L'autorégulation des professions juridiques repose sur un postulat : les juristes seraient les mieux placés pour juger leurs pairs, parce qu'ils comprennent les exigences du métier. Le postulat n'est pas faux. Mais il ne tient que si les outils mis à la disposition de ces pairs leur permettent réellement de discipliner.

Au Québec, en 2026, ces outils sont insuffisants. Le ministre de la Justice le reconnaît. Le Conseil de la magistrature lui-même le réclame depuis deux ans. Et l'affaire Joëlle Roy en fait, à elle seule, la démonstration la plus éclairante.

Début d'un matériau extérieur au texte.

PR #312, opened 2026-06-18
Custom graders, validation sets, and optimize DX

egonSchiele:
## Summary

Adds composition-based grading, validation sets, and a legible report to `agency eval optimize`. Motivated by the reward-hacking failure where the optimizer gamed a soft LLM judge (objective climbed to 0.767) instead of solving the task.

Implements `docs/superpowers/specs/2026-06-18-custom-graders-and-optimize-dx-design.md` per `docs/superpowers/plans/2026-06-18-custom-graders-and-optimize-dx.md` (both included here).

## What changed

**Custom graders (the core).** Users can pass `--graders ./grading.ts` (or set `eval.optimize.graders`). The module default-exports one grader or an array; a "grader" is a metric function `({ output, input, judge }) => number | boolean | Grade`, a `grader(fn, opts)`-wrapped function carrying policy, a configured built-in (`ExactMatch`/`Contains`/`Similarity`/`LlmJudge`), or a `BaseGrader` subclass. The surface ships at `agency-lang/optimize`. Functions are adapted into `BaseGrader` so the existing Scorecard/gating/weighting pipeline is unchanged. The module is loaded by esbuild-transpile then `import()` (the established CLI-layer pattern). Per-input data lives under `input.metadata`, so input files can carry any fields graders need. When a grading module is present, a per-input `goal` is optional.

**Default behavior unchanged.** With no module, a single built-in `LlmJudge` (now with an inline `goal` option + default bundled judge file) grades against `--goal` / per-input `goal`. `--goal` and `--inputs` now combine (`--goal` is the overall-goal default).

**Validation sets.** `--validation-inputs` (or seeded `--validation-split`). Search runs on train; with `greedy` the writeback champion is the best **validation** objective, and `report.md` shows train-vs-validation. `gepa`/`example` report a validation objective but select on train and say so (no silent caps).

**DX / run dir.** Startup echo of the resolved grading setup; fail-fast `validateInput` pre-flight against the first input; a headline `report.md` (setup, per-iteration table, champion per-input grade breakdown) and `champion/grades.json` — the breakdown is the lens that makes a gamed metric obvious.

## Notable decisions discovered during implementation

- `toGrader` duck-types `BaseGrader` instances so a grader loaded from a user module in a different realm is still accepted (genuine dual-package safety; also unblocks the in-repo test).
- `requireGoal` is relaxed when an overall `--goal` is set, not just when a grading module is present.
- The §5.4 run-dir reorg is descoped (the live `BaseOptimizer` path writes no `iter-N/` pile — that belongs to the out-of-scope stdlib path). See the plan's Known Limitations.

## Test plan

- [x] Unit tests for every new unit: `goalJudgeFile`/`asJudgeText`, `FunctionGrader`/`grader`/`toGrader`, `loadGradingModule` (incl. a real `agency-lang/optimize` import), loader `requireGoal`/metadata, `MatchGrader` pre-flight, startup echo + fail-fast, `breakdown`, `renderReport`, `splitInputs`, `scoreFiles`, greedy champion-by-validation.
- [x] `pnpm run build` (tsc + make) clean; `pnpm run lint:structure` clean.
- [x] 392 tests pass across `lib/optimize`, `lib/cli/eval`, `lib/eval`; `lib/stdlib/agencyEval` green.
- [ ] Full agency execution suite — deferred to CI.


packages/agency-lang/lib/optimize/report.ts
```diff
@@ -0,0 +1,67 @@
...
+  return ["## Iterations", "", "| iter | decision | detail |", "| --- | --- | --- |", ...rows].join("\n");
+}
+
+function championGrades(breakdown?: InputBreakdown[]): string {
+  if (!breakdown || breakdown.length === 0) return "";
+  const rows = breakdown.flatMap((b) =>
+    b.grades.map((g) => {
+      const score = g.kind === "scalar" ? g.value.toFixed(3) : g.pass ? "pass" : "fail";
+      const out = String(b.output).replace(/\|/g, "\\|").replace(/\n/g, " ").slice(0, 80);
+      return `| ${b.inputId} | ${g.grader} | ${score} | ${(g.feedback ?? "").replace(/\|/g, "\\|").replace(/\n/g, " ")} | ${out} |`;
```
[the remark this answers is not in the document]
egonSchiele: Fixed in 409e0478. `championGrades` now uses `asJudgeText(b.output)` (strings pass through, everything else is JSON-stringified), and `asJudgeText` falls back to "" when `JSON.stringify` returns `undefined` — which also hardens the `llmJudge`/`humanGrader` call sites.

packages/agency-lang/lib/optimize/validationSplit.ts
```diff
@@ -0,0 +1,16 @@
...
+import { makeRng, sampleWithoutReplacement } from "./rng.js";
+
+export type Split = { train: Input[]; validation: Input[] };
+
+/** Hold out a fraction of inputs for validation, deterministically by seed.
+ *  Always keeps at least one training input. */
+export function splitInputs(inputs: Input[], ratio: number, seed = 0): Split {
+  const clamped = Math.max(0, Math.min(1, ratio));
+  const maxHoldout = Math.max(0, inputs.length - 1);          // always keep ≥1 for training
+  const holdout = Math.min(maxHoldout, Math.floor(clamped * inputs.length));
```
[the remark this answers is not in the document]
egonSchiele: Fixed in 409e0478. `splitInputs` now throws `--validation-split must be a finite number between 0 and 1` on a non-finite ratio, with a regression test. (Out-of-range finite values stay clamped, keeping at least one training input.)

packages/agency-lang/docs/site/cli/eval.md
```diff
@@ -9,7 +9,7 @@ description: Documents the `agency eval extract` command for converting a captur
 
 ```
 agency eval run --agent <file>[:<node>] (--inputs <file|dir> | --goal <text>)
-agency eval optimize <file>[:<node>] (--inputs <file|dir> | --goal <text>)
+agency eval optimize <file>[:<node>] [--inputs <file|dir>] [--goal <text>] [--graders <file>] [--validation-inputs <file|dir>]
```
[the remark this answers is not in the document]
egonSchiele: Fixed in 409e0478. The synopsis now shows `[--validation-inputs <file|dir> | --validation-split <ratio>]`.

packages/agency-lang/lib/cli/eval/optimize.ts
```diff
@@ -41,45 +47,109 @@ export type EvalOptimizeDeps = {
...
   }
   return result;
 }
 
+/** Optimize allows --inputs and --goal together (--inputs = data, --goal =
+ *  overall-goal default). Only --goal → a single synthetic input. */
+function optimizeInputSelection(opts: EvalOptimizeOptions): "inputs" | "goal" {
+  if (opts.inputs) return "inputs";
+  if (opts.goal) return "goal";
+  throw new Error("Provide --inputs (optionally with --goal as the overall goal), or --goal");
```
egonSchiele, line 87: should this allow both inputs and goal?

packages/agency-lang/lib/cli/eval/optimize.ts
```diff
@@ -41,45 +47,109 @@ export type EvalOptimizeDeps = {
...
+    seed: opts.seed ?? 0,
+  };
+}
+
+/** Fill in the default node and overall goal for inputs that omit them. */
+function withDefaults(inputs: Input[], node: string, goal?: string): Input[] {
+  return inputs.map((input) => ({
+    ...input,
+    node: input.node ?? node,
+    ...(input.goal === undefined && goal !== undefined ? { goal } : {}),
```
egonSchiele: unreadable

packages/agency-lang/lib/cli/eval/optimize.ts
```diff
@@ -41,45 +47,109 @@ export type EvalOptimizeDeps = {
...
-  const loaded = loadInputs(path.resolve(opts.inputs ?? ""), deps.makeId ?? nanoid);
-  const inputs: Input[] = loaded.map((input) => ({ ...input, node: input.node ?? resolved.node }));
-  return { agent: opts.agent, inputs };
+  if (optimizeInputSelection(opts) === "goal") return goalTarget(opts, resolved);
+  const s = resolveOptimizeSettings(opts);
+  // A per-input goal is required only when nothing else supplies one: no custom
+  // grading module AND no overall --goal default to fall back on.
+  const requireGoal = !s.gradersPath && s.goal === undefined;
+  const { inputs, validationInputs } = provisionInputs(s, resolved.node, requireGoal, deps);
+  return { agent: opts.agent, inputs, ...(validationInputs ? { validationInputs } : {}) };
```
egonSchiele: unreadable

packages/agency-lang/lib/eval/loadInputs.ts
```diff
@@ -71,13 +79,18 @@ function normalizeInput(raw: unknown, baseDir: string, makeId: MakeId): Input {
   if (spec.working_dir !== undefined && typeof spec.working_dir !== "string") {
     throw new Error("Eval input working_dir must be a string when provided");
   }
+  if (spec.metadata !== undefined && (!spec.metadata || typeof spec.metadata !== "object" || Array.isArray(spec.metadata))) {
```
egonSchiele: is this supposed to be a logic puzzle? If not it is hard to parse

packages/agency-lang/lib/eval/loadInputs.ts
```diff
@@ -71,13 +79,18 @@ function normalizeInput(raw: unknown, baseDir: string, makeId: MakeId): Input {
...
+    throw new Error("Eval input metadata must be an object when provided");
+  }
   const out: Input = {
     id: typeof spec.id === "string" ? spec.id : makeId(),
-    goal: spec.goal,
     args: (spec.args ?? {}) as Record<string, any>,
   };
+  if (typeof spec.goal === "string") out.goal = spec.goal;
+  if (spec.expected !== undefined) out.expected = spec.expected;
```
egonSchiele: some of the logic around spec.expected seems unnecessary. What would happen if you didn't have the `if` condition around this

packages/agency-lang/lib/optimize/grading/functionGrader.ts
```diff
@@ -0,0 +1,69 @@
...
+  // realm (its own resolved copy of agency-lang), so `instanceof` can miss it.
+  // Duck-type the BaseGrader public surface to accept it across the boundary.
+  if (isGraderLike(spec)) return spec as BaseGrader;
+  if (typeof spec === "function") return new FunctionGrader(spec);
+  throw new Error(
+    `Invalid grader: expected a grader function or grader instance, got ${spec === null ? "null" : typeof spec}.`,
+  );
+}
+
+function isGraderLike(spec: unknown): spec is BaseGrader {
```
egonSchiele, line 81: use a zod schema instead

packages/agency-lang/lib/optimize/goalJudgeFile.ts
```diff
@@ -0,0 +1,21 @@
...
+
+/** Structured verdict shape the goal judge returns (0..1 score + reasoning). */
+export const ScalarVerdict = z.object({ score: z.number(), reasoning: z.string() });
+
+/** Render an agent output as the string a judge reads: strings pass through,
+ *  everything else is JSON so it reads as data rather than "[object Object]".
+ *  Top-level `undefined` (where JSON.stringify returns undefined) becomes "". */
+export function asJudgeText(output: unknown): string {
+  if (typeof output === "string") return output;
+  return globalThis.JSON.stringify(output) ?? "";
```
egonSchiele: Why is `globalThis` needed?

packages/agency-lang/lib/optimize/report.ts
```diff
@@ -0,0 +1,68 @@
...
+/** Render a human-readable Markdown report for an optimize run. Pure. */
+export function renderReport(result: OptimizeResult, meta: ReportMeta): string {
+  return [
+    metaBlock(result, meta),
+    iterationTable(result),
+    championGrades(result.championBreakdown),
+  ].filter((s) => s.length > 0).join("\n\n") + "\n";
+}
+
+function metaBlock(result: OptimizeResult, meta: ReportMeta): string {
```
egonSchiele: I'd suggest using a typestache template to make some of this more readable (see lib/templates/). Docs https://github.com/egonSchiele/typestache

egonSchiele: Done in 3680d6c1 — renderReport now uses a typestache template (lib/templates/cli/optimizeReport.mustache) for the document skeleton + iterations table, following the coverageReport.mustache pattern. The dynamic blocks (rows/meta lines) are precomputed strings because each table cell needs pipe/newline escaping (a cell() helper), which has to live in TS.

packages/agency-lang/lib/optimize/goalJudgeFile.ts
egonSchiele: Not needed — removed in 3680d6c1 (now plain JSON.stringify). The JSON *type* import elsewhere lives in a separate namespace from the global JSON *value*, so it never actually shadowed it.

packages/agency-lang/lib/optimize/grading/functionGrader.ts
egonSchiele: Done in 3680d6c1. isGraderLike now uses a zod GraderLikeSchema ({ run, name, mustPass } as functions), and I also added a zod GradeSchema to validate the metric return shape in coerce().

packages/agency-lang/lib/eval/loadInputs.ts
egonSchiele: You're right — removed the guard in 3680d6c1. expected is now assigned directly in the literal; when absent it is undefined, which consumers (getPath / `!== undefined` checks) and toEqual treat identically to a missing key. The guard was pure noise.

packages/agency-lang/lib/eval/loadInputs.ts
egonSchiele: Agreed, that condition was a puzzle. Extracted an isPlainObject(value) helper in 3680d6c1 and used it for both the args and metadata checks.

packages/agency-lang/lib/cli/eval/optimize.ts
egonSchiele: Fixed in 3680d6c1 — buildTarget now builds the target and adds validationInputs with a plain if, instead of the conditional spread.

packages/agency-lang/lib/cli/eval/optimize.ts
egonSchiele: Fixed in 3680d6c1 — withDefaults now builds each input and sets the goal default with a plain if (the spread-ternary is gone).

packages/agency-lang/lib/cli/eval/optimize.ts
egonSchiele: Yes — both are allowed: --inputs is the data and --goal fills in as the overall-goal default for inputs that omit one. Added a doc comment on optimizeInputSelection in 3680d6c1 spelling that out.

packages/agency-lang/lib/optimize/grading/functionGrader.ts
```diff
@@ -0,0 +1,69 @@
+import { BaseGrader } from "./baseGrader.js";
+import { asJudgeText, goalJudgeFile, ScalarVerdict } from "../goalJudgeFile.js";
+import type { Grade, GraderInput, GraderOptions, Input, JSON } from "./types.js";
+
+/** What a metric function receives. `input` is the typed Input; per-input grading
+ *  data (an expected answer, tags) lives under `input.metadata`. */
```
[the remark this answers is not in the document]
egonSchiele: Fixed in 3680d6c1 — the GraderContext doc now says the gold answer is input.expected, with extra per-input data under input.metadata.

packages/agency-lang/docs/superpowers/specs/2026-06-18-custom-graders-and-optimize-dx-design.md
```diff
@@ -0,0 +1,234 @@
...
+
+**Where custom per-input data lives.** `Input` is a typed shape
+(`id`, `goal?`, `args`, `node?`, `working_dir?`, `metadata?`); the loader reads
+those fields and any unrecognized top-level keys are not part of `Input`.
+Grader-specific data (an expected answer, tags, a rubric) therefore lives under
+`metadata`, and graders read it from `ctx.input.metadata`. `args` (and optional
+`node`) drive the agent run; `metadata` is freeform and grader-defined. This
+keeps one typed contract for an input rather than reintroducing a
+"tasks can be any shape" free-for-all — the cost is one level of nesting
+(`input.metadata.expectedCapital`, not `input.expectedCapital`).
```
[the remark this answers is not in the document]
egonSchiele: Addressed in 3680d6c1 — added a 'Superseded' note to this section: a first-class Input.expected field landed in a follow-up; only *additional* grader data lives under metadata now. (The spec is a dated design doc; the shipped shape is in docs/site/cli/optimize.md and docs/dev/writing-optimizers.md.)

packages/agency-lang/docs/superpowers/specs/2026-06-18-custom-graders-and-optimize-dx-design.md
```diff
@@ -0,0 +1,234 @@
...
+any of four forms:
+
+```ts
+import { grader, ExactMatch, LlmJudge, type Grader } from "agency-lang/optimize";
+
+// (a) a metric function: ctx = { output, input, judge }
+//     `input` is the typed Input (id, goal?, args, node?, metadata). Your own
+//     per-input fields live under `metadata` — there is no magic top-level key.
+const exact: Grader = ({ output, input }) =>
+  output === input.metadata?.expectedCapital ? 1 : 0;  // number (0..1), boolean, or {score, feedback}
```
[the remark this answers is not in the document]
egonSchiele: Same as above — this spec predates the first-class Input.expected decision (made in a follow-up). Added a Superseded note pointing to the current docs rather than rewriting the historical design record.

Une réforme s'impose. Le citoyen québécois mérite mieux qu'un système où la sanction la plus grave — la destitution — n'a jamais été utilisée dans toute l'histoire du Canada.

Sources principales :
Décision du Comité d'enquête du Conseil de la magistrature du Québec, 21 avril 2026 · Comité présidé par le juge Christian Brunelle, accompagné du juge Pierre E. Audet, de la juge Martine St-Yves, de Me Samuel Massicotte et de Mme Arlène Gaudreault · Avocate-conseil du Comité : Me Emmanuelle Rolland · Avocat de la juge Roy : Me Giuseppe Battista

Couverture médiatique :
Louis-Samuel Perron, « Une juge écope d'une réprimande pour s'être livrée à une chasse aux sources journalistiques », La Presse, 21 avril 2026 · Louis-Samuel Perron, « La juge Joëlle Roy a mené une chasse aux sources journalistiques de La Presse », La Presse, 23 janvier 2026 · « La juge Roy encore dans l'embarras », La Presse, 6 juin 2025 · « Encore deux juges sous enquête ! », Droit-inc, mars 2026

Cadre juridique :
Loi sur les tribunaux judiciaires, RLRQ c. T-16, articles 261 à 279 (Conseil de la magistrature) · Code de déontologie de la magistrature, RLRQ c. T-16, r. 1 · Code des professions, RLRQ c. C-26, article 193 (immunité) · Finney c. Barreau du Québec, 2004 CSC 36

Cet article est une analyse éditoriale fondée sur des décisions et documents publics. Justice-Quebec.ca est une plateforme citoyenne indépendante. Cet article ne constitue pas un avis juridique. L'auteur n'est pas avocat.